Com agentes de IA, surge uma identidade operacional capaz de utilizar credenciais, consultar bases, herdar permissões e agir em nome de uma pessoa ou organização.
- 01Em nome de quem a IA está agindo?
- 02A quais dados pode acessar?
- 03Quais ferramentas pode utilizar?
- 04Por quanto tempo as permissões permanecem válidas?
- 05Quem autorizou essa ação?
Princípios conhecidos de segurança, como privilégio mínimo, segregação de funções, credenciais temporárias e revisão de acessos, tornam-se ainda mais importantes nesse ambiente.
Capacidade técnica≠autoridade institucional
Uma IA pode ser capaz de executar uma tarefa sem necessariamente estar autorizada a fazê-la de forma autônoma.
Guardrails
Guardrails não bastam
Guardrails continuam importantes para limitar determinados comportamentos e respostas.
Mas, quando um sistema possui ferramentas e permissões reais, proteger apenas a camada de conteúdo se torna insuficiente.
Uma instrução maliciosa pode chegar por uma pessoa, mas também por um documento, e-mail, página ou base consultada pelo próprio sistema.
Se a IA apenas responde, uma falha pode gerar uma informação inadequada.
Se a IA também age, a mesma falha pode produzir uma consequência operacional.
Quando a IA age, a segurança precisa acompanhar a ação.

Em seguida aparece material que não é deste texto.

PR #2955, opened 2026-05-28
[RHCLOUD-42232] Migrating code from UMB to Kafka

shannon-donahue:
## Link(s) to Jira
- [RHCLOUD-42232](https://redhat.atlassian.net/browse/RHCLOUD-42232)
-  [HCMSEC-3031](https://redhat.atlassian.net/browse/HCMSEC-3031)

Principal Cleanup Refactor:
  - Refactored rbac/management/principal/cleaner.py to use Kafka for principal cleanup events instead of UMB depending on unleash flag
  - Integrated with existing Kafka consumer infrastructure (rbac/core/kafka_consumer.py)
  -  Toggle between UMB and Kafka in real-time via Unleash:
    - Set Unleash flag rbac.principal-cleanup.use-kafka.enabled to True → Uses Kafka
    - Set Unleash flag rbac.principal-cleanup.use-kafka.enabled to False → Uses UMB

  Configuration Updates:
  - Updated .env.example with new Kafka-specific environment variables
  - Modified rbac/rbac/settings.py to add Kafka consumer configuration settings
  - Updated deploy/rbac-clowdapp.yml with Kafka consumer deployment configuration
  - Enhanced docker-compose.yml to include Kafka and Zookeeper services for local development

  Celery Task Updates:
  - Updated rbac/rbac/celery.py and rbac/management/tasks.py to use Kafka-based principal cleanup
  - Removed UMB-specific Celery beat schedules

  Testing Infrastructure:
  - Converted test suite in tests/management/principal/test_cleaner.py  from UMB to KAFKA
  - Removed UMB-specific test mocking and fixtures
  - Added scripts/test_kafka_producer.py for manual integration testing

## Local Testing
 All existing tests pass with the new Kafka implementation:

#### Run all tests (should pass)
  `pipenv run tox -e py312-fast`

  #### Run only principal cleanup tests
  `pipenv run tox -e py312-fast -- tests.management.principal.test_cleaner`

  #### Run with coverage
  `pipenv run tox -e py312`

 Expected Results: All tests pass.

#### 1. Start services with Debezium
  `podman-compose -f docker-compose.debezium.yml up -d`

  #### 2. Run consumer
  `./scripts/debezium/run_kafka_consumer.sh`

  ##### 3. Send test relations message
  `./scripts/debezium/send_test_relations_message.sh`

## Checklist

- [ ] Input Validation
- [ ] Output Encoding
- [ ] Session Management
- [ ] Access Control
- [ ] Cryptographic Practices
- [ ] Data Protection
- [ ] Communication Security
- [ ] System Configuration
- [ ] Database Security
- [ ] File Management
- [ ] Memory Management

[RHCLOUD-42232]: https://redhat.atlassian.net/browse/RHCLOUD-42232?atlOrigin=eyJpIjoiNWRkNTljNzYxNjVmNDY3MDlhMDU5Y2ZhYzA5YTRkZjUiLCJwIjoiZ2l0aHViLWNvbS1KU1cifQ
[HCMSEC-3031]: https://redhat.atlassian.net/browse/HCMSEC-3031?atlOrigin=eyJpIjoiNWRkNTljNzYxNjVmNDY3MDlhMDU5Y2ZhYzA5YTRkZjUiLCJwIjoiZ2l0aHViLWNvbS1KU1cifQ

## Summary by Sourcery

Migrate principal cleanup processing from UMB to Kafka and wire it into the scheduled cleanup job and configuration.

New Features:
- Introduce Kafka-based principal cleanup flow that consumes canonical user events and updates or deletes principals and tenants accordingly.
- Add local Kafka and Zookeeper services plus a helper Kafka producer script for manual/integration testing of principal cleanup messages.

Enhancements:
- Replace UMB/STOMP XML handling with Kafka JSON processing in the principal cleaner, including new success/failure metrics and lock-based concurrency control.
- Update Celery scheduling and settings to drive principal cleanup via Kafka feature flags and environment variables instead of UMB-specific ones.
- Expand and refactor principal cleanup tests to exercise Kafka-based behaviour, tenant bootstrap interactions, and failure handling paths.
- Adjust Docker and Debezium-related scripts and health checks to support running the Kafka consumer with metrics in local and test environments.
- Change dependency installation to skip Pipfile.lock resolution during image build to work around lock conflicts.

Build:
- Updated UMB-related Python dependencies (stompest, xmltodict) and rely on kafka-python for messaging.
- Update Dockerfile to install dependencies with pipenv using --skip-lock to avoid lock-induced build failures.

Deployment:
- Update ClowdApp deployment configuration and parameters to remove UMB host/secret usage and add Kafka-based principal cleanup configuration flags.

Tests:
- Rewrite principal cleanup integration tests to use Kafka consumers and JSON messages instead of UMB frames, covering multiple tenant scenarios, disable/update paths, and error handling.
- Add a standalone Kafka producer test script to send sample canonical user messages for exercising the cleanup pipeline end-to-end.

## Summary by CodeRabbit

* **New Features**
  * Added Kafka-based principal cleanup with configurable 3-mode behavior: UMB-only, Kafka shadow (dry-run), and Kafka active (writes).
  * Introduced new Kafka cleanup controls, topic/DLQ routing, and message-consumer health/enablement, plus automated scheduling/dispatch.
  * Updated local development to run Kafka with ZooKeeper via docker-compose (including health checks and consumer metrics).

* **Bug Fixes**
  * Improved principal reference extraction to capture both organization and account details during cleanup.

* **Tests**
  * Expanded end-to-end Kafka cleaner test coverage, including dry-run and DLQ behaviors; updated UMB failure-path mocks.

* **Chores**
  * Added Kafka local-testing defaults to `.env.example` and included a small Kafka producer test script.

### DIFF
--- a/deploy/rbac-clowdapp.yml
+++ b/deploy/rbac-clowdapp.yml
@@ -270,6 +270,12 @@ objects:
             value: ${EPH_ENV}
           - name: PRINCIPAL_CLEANUP_UPDATE_ENABLED_UMB
             value: ${PRINCIPAL_CLEANUP_UPDATE_ENABLED_UMB}
+          - name: PRINCIPAL_CLEANUP_UPDATE_ENABLED_KAFKA
+            value: ${PRINCIPAL_CLEANUP_UPDATE_ENABLED_KAFKA}
+          - name: KAFKA_PRINCIPAL_CLEANUP_TOPIC
+            value: ${KAFKA_PRINCIPAL_CLEANUP_TOPIC}
+          - name: KAFKA_PRINCIPAL_CLEANUP_DLQ_TOPIC
+            value: ${KAFKA_PRINCIPAL_CLEANUP_DLQ_TOPIC}
           - name: V2_MIGRATION_APP_EXCLUDE_LIST
             value: ${V2_MIGRATION_APP_EXCLUDE_LIST}
           - name: V2_STRICT_ACCESS_CHECK_FLAG_APPLICATION_NAMES
@@ -319,6 +325,10 @@ objects:
             value: ${PARITY_CHECK_ORG_IDS}
           - name: PARITY_CHECK_SCHEDULE
             value: ${PARITY_CHECK_SCHEDULE}
+          - name: PRINCIPAL_CLEANUP_DELETION_ENABLED_KAFKA
+            value: ${PRINCIPAL_CLEANUP_DELETION_ENABLED_KAFKA}
+          - name: KAFKA_PRINCIPAL_CLEANUP_JOB_ENABLED
+            value: ${KAFKA_PRINCIPAL_CLEANUP_JOB_ENABLED}
           - name: READ_ONLY_API_MODE
             value: ${READ_ONLY_API_MODE}
           - name: PARITY_CHECK_ENABLED
@@ -616,6 +626,8 @@ objects:
             value: ${EPH_ENV}
           - name: PRINCIPAL_CLEANUP_UPDATE_ENABLED_UMB
             value: ${PRINCIPAL_CLEANUP_UPDATE_ENABLED_UMB}
+          - name: PRINCIPAL_CLEANUP_UPDATE_ENABLED_KAFKA
+            value: ${PRINCIPAL_CLEANUP_UPDATE_ENABLED_KAFKA}
           - name: V2_MIGRATION_APP_EXCLUDE_LIST
             value: ${V2_MIGRATION_APP_EXCLUDE_LIST}
           - name: V2_STRICT_ACCESS_CHECK_FLAG_APPLICATION_NAMES
@@ -851,6 +863,10 @@ objects:
             value: ${RBAC_KAFKA_CONSUMER_GROUP_ID}
           - name: RBAC_KAFKA_CUSTOM_CONSUMER_BROKER
             value: ${RBAC_KAFKA_CUSTOM_CONSUMER_BROKER}
+          - name: KAFKA_PRINCIPAL_CLEANUP_TOPIC
+            value: ${KAFKA_PRINCIPAL_CLEANUP_TOPIC}
+          - name: KAFKA_PRINCIPAL_CLEANUP_DLQ_TOPIC
+            value: ${KAFKA_PRINCIPAL_CLEANUP_DLQ_TOPIC}
           - name: REPLICATION_TO_RELATION_ENABLED
             value: ${REPLICATION_TO_RELATION_ENABLED}
           - name: EPH_ENV
@@ -1101,6 +1117,8 @@ objects:
               value: ${SA_NAME}
             - name: PRINCIPAL_CLEANUP_UPDATE_ENABLED_UMB
               value: ${PRINCIPAL_CLEANUP_UPDATE_ENABLED_UMB}
+            - name: PRINCIPAL_CLEANUP_UPDATE_ENABLED_KAFKA
+              value: ${PRINCIPAL_CLEANUP_UPDATE_ENABLED_KAFKA}
             - name: V2_MIGRATION_APP_EXCLUDE_LIST
               value: ${V2_MIGRATION_APP_EXCLUDE_LIST}
             - name: V2_STRICT_ACCESS_CHECK_FLAG_APPLICATION_NAMES
@@ -1324,6 +1342,8 @@ objects:
               value: ${SA_NAME}
             - name: PRINCIPAL_CLEANUP_UPDATE_ENABLED_UMB
               value: ${PRINCIPAL_CLEANUP_UPDATE_ENABLED_UMB}
+            - name: PRINCIPAL_CLEANUP_UPDATE_ENABLED_KAFKA
+              value: ${PRINCIPAL_CLEANUP_UPDATE_ENABLED_KAFKA}
             - name: V2_MIGRATION_APP_EXCLUDE_LIST
               value: ${V2_MIGRATION_APP_EXCLUDE_LIST}
             - name: V2_STRICT_ACCESS_CHECK_FLAG_APPLICATION_NAMES
@@ -1881,12 +1901,18 @@ parameters:
   value: 'redhat'
 - name: PRINCIPAL_CLEANUP_DELETION_ENABLED_UMB
   description: Allow cleanup job to delete principals via messages from UMB
+- name: PRINCIPAL_CLEANUP_DELETION_ENABLED_KAFKA
+  description: Allow cleanup job to delete principals via messages from Kafka
   value: 'False'
 - name: PRINCIPAL_CLEANUP_UPDATE_ENABLED_UMB
   description: Allow cleanup job to update principals via messages from UMB
+- name: PRINCIPAL_CLEANUP_UPDATE_ENABLED_KAFKA
+  description: Allow cleanup job to update principals via messages from Kafka
   value: 'False'
 - name: UMB_JOB_ENABLED
   description: Temp env to enable the UMB job
+- name: KAFKA_PRINCIPAL_CLEANUP_JOB_ENABLED
+  description: Enable the Kafka-based principal cleanup job
   value: 'True'
 - name: UMB_HOST
   description: Host of the UMB service
@@ -2040,6 +2066,12 @@ parameters:
   value: '1'
 - name: RBAC_KAFKA_CUSTOM_CONSUMER_BROKER
   description: Custom Kafka broker URL for the RBAC Kafka consumer (if empty, uses default Clowder/localhost configuration)
+  value: ''
+- name: KAFKA_PRINCIPAL_CLEANUP_TOPIC
+  description: Kafka topic name for principal cleanup events. REQUIRED when PRINCIPAL_CLEANUP_DELETION_ENABLED_KAFKA=true (deployment will fail if not set).
+  value: ''
+- name: KAFKA_PRINCIPAL_CLEANUP_DLQ_TOPIC
+  description: Kafka Dead Letter Queue topic for failed principal cleanup messages (optional, prevents infinite retry loops)
   value: ''
 - name: ROOT_SCOPE_PERMISSIONS
   description: Comma-separated list of permissions that bind to root workspace scope (supports wildcards like rbac:*:read)
--- a/docker-compose.yml
+++ b/docker-compose.yml
@@ -39,6 +39,11 @@ services:
         - RBAC_DESTRUCTIVE_SEEDING_ENABLED_UNTIL=${RBAC_DESTRUCTIVE_SEEDING_ENABLED_UNTIL}
         - KAFKA_ENABLED=false
         - RBAC_KAFKA_CUSTOM_CONSUMER_BROKER=kafka:9092
+        - PRINCIPAL_CLEANUP_DELETION_ENABLED_KAFKA=False
+        - PRINCIPAL_CLEANUP_UPDATE_ENABLED_KAFKA=False
+        - KAFKA_PRINCIPAL_CLEANUP_JOB_ENABLED=True
+        - KAFKA_PRINCIPAL_CLEANUP_TOPIC=rbac.principal-cleanup
+        - KAFKA_PRINCIPAL_CLEANUP_DLQ_TOPIC=rbac.principal-cleanup.dlq
         - RBAC_KAFKA_CONSUMER_TOPIC=outbox.event.relations-replication-event
         - RBAC_KAFKA_CONSUMER_GROUP_ID=rbac-consumer-group
         - REPLICATION_TO_RELATION_ENABLED=true
@@ -64,6 +69,8 @@ services:
         rbac-worker:
           condition: service_healthy
         rbac-scheduler:
+          condition: service_healthy
+        kafka:
           condition: service_healthy
       healthcheck:
         test: ["CMD-SHELL", "python3 -c \"import urllib.request; urllib.request.urlopen('http://localhost:8080/metrics')\""]
@@ -134,6 +141,34 @@ services:
       timeout: 5s
       retries: 3
       start_period: 5s
+
+  zookeeper:
+    container_name: rbac_zookeeper
+    image: confluentinc/cp-zookeeper:7.5.0
+    environment:
+      ZOOKEEPER_CLIENT_PORT: 2181
+      ZOOKEEPER_TICK_TIME: 2000
+    ports:
+      - "2181:2181"
+
+  kafka:
+    container_name: rbac_kafka
+    image: confluentinc/cp-kafka:7.5.0
+    depends_on:
+      - zookeeper
+    ports:
+      - "9092:9092"
+    environment:
+      KAFKA_BROKER_ID: 1
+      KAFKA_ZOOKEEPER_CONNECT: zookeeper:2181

É por isso que segurança em IA precisa alcançar identidade, dados, permissões, ferramentas, integrações, observabilidade e recuperação, e não apenas aquilo que aparece na interface.
Supervisão
Supervisão precisa funcionar na prática
Outra consequência da autonomia é a necessidade de mecanismos reais de intervenção.
Não basta afirmar que existe supervisão humana.
- 01Quem pode interromper o sistema?
- 02Em quais situações?
- 03Com que autoridade?
- 04Uma ação executada pode ser revertida?
- 05A operação consegue continuar se o modelo ou fornecedor ficar indisponível?
Quando a IA atua em pagamentos, cadastros, contratos, crédito, seleção de pessoas, saúde ou outros processos críticos, essas questões deixam de ser apenas técnicas.
Passam a fazer parte da continuidade e da responsabilidade empresarial.
O Observatório resume essa necessidade em três capacidades: interromper, corrigir e reparar.
A supervisão humana só é efetiva quando existe tempo e autoridade para intervir.
Os dados
O risco já está nas operações
O debate sobre sistemas autônomos pode parecer antecipar um futuro distante.
Os dados mostram o contrário.
22 mil+
interações e decisões de Inteligência Artificial auditadas
11,1%
apresentaram riscos relevantes
Foram encontrados problemas relacionados à exposição inadequada de dados pessoais, vieses, compromissos comerciais indevidos e situações capazes de afetar pessoas e organizações.
Esses desvios foram identificados em sistemas que, muitas vezes, ainda atuavam principalmente no campo da linguagem.
Quando a mesma decisão passa a gerar automaticamente uma ação, a distância entre a falha e sua consequência diminui.
Seis perguntas
Seis perguntas para levar para a empresa
Antes de aumentar a autonomia da IA, uma organização deveria conseguir responder:
- 01.Quem autoriza o sistema a operar?
- 02.Em nome de quem ele age?
- 03.A quais dados, sistemas e ferramentas ele pode acessar?
- 04.Quais decisões não podem ser tomadas autonomamente?
- 05.Que evidências ficam registradas de cada decisão e ação?
- 06.Como interromper, corrigir, reverter e recuperar?
São perguntas de tecnologia, mas também de negócio, jurídico, segurança, compliance, auditoria e liderança.